Get iterations statistics from solver object and plot functional value, ADMM primary and dual residuals, and automatically adjusted ADMM penalty parameter against the iteration number.

its = b.getitstat()
fig = plot.figure(figsize=(20, 5))
plot.subplot(1, 3, 1)
plot.plot(its.ObjFun, xlbl='Iterations', ylbl='Functional', fig=fig)
plot.subplot(1, 3, 2)
plot.plot(np.vstack((its.PrimalRsdl, its.DualRsdl)).T,
          ptyp='semilogy', xlbl='Iterations', ylbl='Residual',
          lgnd=['Primal', 'Dual'], fig=fig)
plot.subplot(1, 3, 3)
plot.plot(its.Rho, xlbl='Iterations', ylbl='Penalty Parameter', fig=fig)
fig.show()
../../_images/rpca_video_11_0.png

Reshape low-rank component X as background video sequence and sparse component Y as foreground video sequence.

vbg = X.reshape(v.shape)
vfg = Y.reshape(v.shape)

Display original video frames and corresponding background and foreground frames.

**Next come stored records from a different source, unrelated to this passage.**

PR #309, opened 2021-06-25
Improve Tuple

bernhardmgruber:
* allow construction from convertible types
* remove single element Tuple specialization
* add get() overload returning mutable reference
* implement C++ tuple protocol
* add equality comparison operators
* add a few tests

### DIFF
--- a/include/llama/Tuple.hpp
+++ b/include/llama/Tuple.hpp
@@ -9,15 +9,12 @@
 
 namespace llama
 {
-    /// Tuple class like `std::tuple` but suitable for use with offloading devices like GPUs.
     template <typename... Elements>
-    struct Tuple;
-
-    template <>
-    struct Tuple<>
+    struct Tuple
     {
     };
 
+    /// Tuple class like `std::tuple` but suitable for use with offloading devices like GPUs.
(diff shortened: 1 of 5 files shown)


include/llama/Tuple.hpp
```diff
@@ -27,58 +26,96 @@ namespace llama
...
-
-        constexpr Tuple() = default;
-
-        LLAMA_FN_HOST_ACC_INLINE
-        constexpr Tuple(FirstElement const first, Tuple<> const rest = Tuple<>()) : first(first)
-        {
-        }
-
-        FirstElement first;
+        [[no_unique_address]] RestTuple rest; ///< the remaining elements
```
j-stephan: Did LLAMA switch to C++20? The description still says its C++17.

j-stephan (approved):

include/llama/Tuple.hpp
bernhardmgruber: LLAMA compiles and works fine with C++17. However, there are several additional features available with C++20, hidden behind `#ifdef` etc. Unknown attributes in particular, like this one in C++17 mode, will just be ignored by the compiler, so we are fine.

fig, ax = plot.subplots(nrows=6, ncols=3, figsize=(12, 22))
ax[0][0].set_title("Original")
ax[0][1].set_title("Background")
ax[0][2].set_title("Foreground")
for n, fn in enumerate(range(1, 13, 2)):
    plot.imview(v[..., fn], fig=fig, ax=ax[n][0])
    plot.imview(vbg[..., fn], fig=fig, ax=ax[n][1])
    plot.imview(vfg[..., fn], fig=fig, ax=ax[n][2])
    ax[n][0].set_ylabel("Frame %d" % fn, labelpad=35, rotation=0, size='large')
fig.tight_layout()
fig.show()
../../_images/rpca_video_15_0.png